MasterCard Inc. said its upcoming text-message transfer service will give it an early lead in the emerging mobile payment market.
The Purchase, N.Y., company said Wednesday that its Mobile MasterCard MoneySend service will go live as soon as this month, initially using prepaid cards issued by Bancorp Bank, a unit of the $1.8 billion-asset Bancorp Inc. in Wilmington, Del.
"I think this is something that is really going to take off," said Art Kranzley, MasterCard's chief emerging technology officer.
When MasterCard announced plans in June of last year to enter the mobile P-to-P market, Kranzley said some bankers were already requesting such a service. This week he said there is "quite a bit" of interest from bankers that want to offer the service.
More issuers will begin offering the service this year and next, he said.
The announcement underscores the emphasis MasterCard is putting on mobile payments. It said in March that it would offer contactless stickers that consumers can attach to their wireless handsets, in conjunction with Blaze Mobile Inc.
The mobile service lets people transfer money between accounts. If the sender and receiver both bank at companies enrolled in Mobile MasterCard MoneySend, the funds can move directly between the users' MasterCard credit or debit accounts, he said.
The system also enables a user to initiate a payment to any mobile phone number with text messaging, a mobile browser, a mobile applet or an Internet-connected computer, because MasterCard is working with Obopay Inc. of Redwood City, Calif., Kranzley said. "Obopay has the connectivity with the mobile network operators throughout the U.S."
Obopay offers its service directly to consumers, using Bancorp Bank as the issuer of a card that ties the mobile service to real-world point of sale transactions. Citigroup Inc. also has been integrating Obopay technology into its retail services.
MasterCard's service is a departure from the credit and debit processing for which it is known, Kranzley said. "It is a money transfer service. It is different from what we usually do."
As such, MasterCard will let banks opt in to offering it — another departure from the company's customary procedures.
Richard K. Crone, the founder of Crone Consulting LLC in San Carlos, Calif., said the mobile payment market is moving very quickly.
"MasterCard is now in the lead position to start enrolling customers for mobile features," he said. "The bottom line is it's moving really fast. If you're a bank, you can't wait. You've got to start defining your mobile commerce strategy now."
However, Kranzley said his company is moving carefully. For instance, MasterCard and Bancorp Bank are adding the final terms and conditions to the bank's Web site, and they plan to test the service for at least a few weeks with bank employees. "Then it will open up" for broader enrollment.
And even though MasterCard expects the service to be available by the end of the month, "we're not committing to that date," he said.
Terrence Crowley, a senior vice president at Bancorp Bank, expressed enthusiasm for the transfer service and said MasterCard's prudence is appropriate as it introduces this emerging technology to a broader market.
"If it's going to be an established name making an innovation that we think is going to be a game changer, then we want to be sure we've got all our bases covered," Crowley said. "We have a long history of working with innovators. We're all about locating and accelerating good ideas."
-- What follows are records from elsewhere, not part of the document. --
PR #383, opened 2022-04-28
Fix collection KMP by duplicating Lock

yigit:
This is just a temporary fix

Bug: n/a
Test: gw bOS


dlam:
How did core fail here?

dlam (approved):

dlam:
oh it only failed on push event, it seems unrelated anyhow, but I am confused on why there are no logs in the build step.

dlam:
Also, should we file a bug to de-duplicate?

yigit:
> Also, should we file a bug to de-duplicate?

Yesi should do that. Was quickly sending this to try before leaving home to commute.

collection/collection/src/macosArm64Main/kotlin/androidx/collection/internal/Lock.macosArm64.kt
```diff
@@ -0,0 +1,69 @@
...
+    }
+
+    private class Resources {
+        private val arena = Arena()
+        private val attr: pthread_mutexattr_t = arena.alloc()
+        val mutex: pthread_mutex_t = arena.alloc()
+
+        init {
+            pthread_mutexattr_init(attr.ptr)
+            pthread_mutexattr_settype(attr.ptr, PTHREAD_MUTEX_RECURSIVE.convert())
```
arkivanov, line 59: Most likely `convert` is not need here, if duplicated per each source set.

PR #384, opened 2022-04-28
Paulseawa/datastore preferences core kmp

paulseawa:
datastore-preferences-core converted using Json serialization for non-jvm.

All JVM tests passing.  A few native test failing mostly because of collection mutability.
Also added datastore-internal-test-utils to unify testing utilities between modules.
TODO: wire implementation


datastore/datastore-core-okio/build.gradle
```diff
@@ -29,7 +29,7 @@ kotlin {
         withJava()
     }
     macosX64()
-    linuxArm64()
+//    linuxArm64()
```
yigit, line 32: is this related to the Lock breakage or something else preventing it ?

datastore/datastore-core/src/nativeMain/kotlin/androidx/datastore/core/OkioStorage.kt
```diff
@@ -23,7 +23,7 @@ import okio.FileNotFoundException
 import okio.FileSystem
 import okio.Path
 
-internal class OkioStorage<T>(
+class OkioStorage<T>(
```
yigit, line 26: some of these internal/actual changes; (OkioStorage, FileStorage, StorageImpl); are they "just to keep progress moving" or are they real required changes? I'm just curious to see if it will have an impact on how we decide between option 1/3

datastore/datastore-internal-test-utils/build.gradle
```diff
@@ -0,0 +1,102 @@
...
+
+        }
+        nativeMain {
+            dependsOn(commonMain)
+        }
+        nativeTest {
+            dependsOn(commonTest)
+        }
+    }
+    targets.forEach {target ->
```
yigit, line 71: i think we should do this in the main file too

datastore/datastore-preferences-core/build.gradle
```diff
@@ -16,29 +16,98 @@
...
+            /* from = */ "com.google.protobuf",
+            /* to =   */ "androidx.datastore.preferences.protobuf"
+    )
+    sourceSets {
+        commonMain {
+            dependencies {
+                api(libs.kotlinStdlib)
+                api(libs.kotlinCoroutinesCore)
+                api(project(":datastore:datastore-core"))
+                api(project(":datastore:datastore-core-okio"))
```
yigit, line 49: hmm looks like this is full okio based, is that a relevant thing wrt option 1/3 or just it is easier to do for now ?

datastore/datastore-preferences-core/src/commonMain/kotlin/androidx/datastore/preferences/core/PreferenceDataStoreFactory.kt
```diff
@@ -0,0 +1,76 @@
...
+    DataStore<Preferences> by delegate {
+    override suspend fun updateData(transform: suspend (t: Preferences) -> Preferences):
+        Preferences {
+        return delegate.updateData {
+            val transformed = transform(it)
+            // Freeze the preferences since any future mutations will break DataStore. If a user
+            // tunnels the value out of DataStore and mutates it, this could be problematic.
+            // This is a safe cast, since MutablePreferences is the only implementation of
+            // Preferences.
+            (transformed as MutablePreferences).freeze()
```
yigit, line 72: why do we freeze? it should be no-op in the new memory model

datastore/datastore-preferences-core/src/commonMain/kotlin/androidx/datastore/preferences/core/PreferenceDataStoreFactory.kt
```diff
@@ -0,0 +1,76 @@
...
+     * @param produceFile Function which returns the file that the new DataStore will act on.
+     * The function must return the same path every time. No two instances of PreferenceDataStore
+     * should act on the same file at the same time. The file must have the extension
+     * preferences_pb.
+     *
+     * @return a new DataStore instance with the provided configuration
+     */
+    @JvmOverloads
+    public fun create(
+        storage: Storage<Preferences>,
```
yigit, line 55: i'm a bit confused on how this API works, more specifically, how do they create the Storage?

yigit (commented):
i'm a bit confused w/ the api part so maybe i need to re-read it or check it out locally.
i though the preferences json/protobuf will all be hidden from public API such that we do have a PreferencesSerializer that is backed by one of them and developer doesn't know about it.
but even in test we seem to have getSerializer so i'm a bit confused.

datastore/datastore-preferences-core/src/commonMain/kotlin/androidx/datastore/preferences/core/PreferenceDataStoreFactory.kt
paulseawa: This is a datastore preferences freeze.  To ensure people don't change preferences that aren't being modified within a write block.

datastore/datastore-preferences-core/src/commonMain/kotlin/androidx/datastore/preferences/core/PreferenceDataStoreFactory.kt
paulseawa: The actuals take files and paths. (well still have to do the native one).  This is a similar to the factory in datstore-core.

But the real answer is, I got it to work with the tests and I didn't want to over-think it until we decide on 1 vs. 3 which will really impact the factories.

datastore/datastore-core/src/nativeMain/kotlin/androidx/datastore/core/OkioStorage.kt
paulseawa: This is required to allow the new test-utils to create OkIoStorage which are in a different module

datastore/datastore-core-okio/build.gradle
paulseawa: Need to clean up.  I had to comment these out earlier, but it cleared up. Missed this one.

datastore/datastore-internal-test-utils/build.gradle
paulseawa: Don't quite follow.

PR #387, opened 2022-04-30
Move LongSparseArray to common

yigit:
This CL moves the LongSparseArray to common.

Unfortunately, LongSparseArray implements Cloneable (jvm only) and Kotlin doesn't support having actual implementations in expect classes. (See: https://youtrack.jetbrains.com/issue/KT-20427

Bancorp Bank, primarily a business bank working with companies and their principals in the Philadelphia-Wilmington area, offers a variety of private-label and prepaid cards nationally. It began issuing Obopay prepaid cards in September, and it says it has more than 300 national partners for these products.
Crowley said the bank was an early sponsor of PayPal before it became the dominant payment system for eBay Inc.'s auctions.
"I've been in this business a long time, and I've seen a lot of ideas. Some go big, some go little, and some go sideways," he said. "We saw PayPal in its early stages. This could be bigger than PayPal."
Though this is MasterCard's first commercial mobile P-to-P offering in the United States, the company says such transfers are available in 17 countries, including Singapore, Malaysia, Indonesia, Thailand, India and the Philippines.